> _Work instruction_: Respond with nothing but the number of lines in this data that include the word "should".

> _Stored items_:
PR #599, opened 2023-12-09
Add workload variants for ImageNet ViT

pomonam:
This PR adds 3 variants for ImageNet ViT workloads:

1. Post-LN: Layer normalization applied after the residual branch. 
2. MAP: Applied multihead attention pooling. 
3. GLU: Included gated linear units in the MLPBlock.

In addition, I added modeldiff tests for the first two variants, and they passed (there was a bug in the test, and this was also fixed).


priyakasimbeg:
Hi Juhan, this looks great thank you! Were you planning on adding the modeldiff / fprop test for the MAP variant as well?

pomonam:
Thank you! Not yet - if you want to add the variants in the repo immediately, we can push this, and I will make a separate PR. But if it is not something urgent, I should be able to add modeldiff test next week.

priyakasimbeg (approved):

PR #606, opened 2024-01-05
Update reference_algorithms/prize_qualification_baselines/README.md

st--:
Fix a presumable typo - I'm assuming the self-tuning section ought to refer to the `self_tuning` directory.


priyakasimbeg:
Thanks for catching this. Will fix on dev.

PR #608, opened 2024-01-08
Comparator for VIT with attention pooling

chandramouli-sastry:
1. Includes a comparator for VIT with attention pooling and organizes the compare.py files of imagenet vit similar to other workloads.  
2. The bias for multihead attention was set to False in pytorch  and True in Jax: I changed the Jax code to make it identical to pytorch. @pomonam, did you intend to use biases for the pooling layer? After this change, both VIT implementations are identical.


priyakasimbeg (approved):
LGTM! Thanks for finishing this test and finding the source of the diff!

PR #613, opened 2024-01-13
Add traindiffs tests to workflows

### LINKED ISSUE #601: Include modeldiff tests in github workflows
## Description

We currently just print the result of the modeldiff tests. I think it would make sense to decide on thresholds for all workloads, such that we can make a binary pass/fail decision for each test. Then we should include the tests in our github workflows. This would guarantee that any future model changes won't lead to inconsistencies between Jax and PyTorch without the devs having to manually run anything.

runame:
Resolves #601.

Two things to pay attention to when reviewing:
1. The thresholds are set arbitrarily such that everything passes. They are pretty lenient, not sure if this will catch any future diffs.
2. I haven't tested the self-hosted workflow, but tried to follow the regression tests.


priyakasimbeg (dismissed):
LGTM! Thanks for adding the tests and making the style fixes in the imports! 
It looks like there are a couple of merge conflicts in the PR, could you resolve them?

priyakasimbeg (approved):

> _Result for this exercise_: 2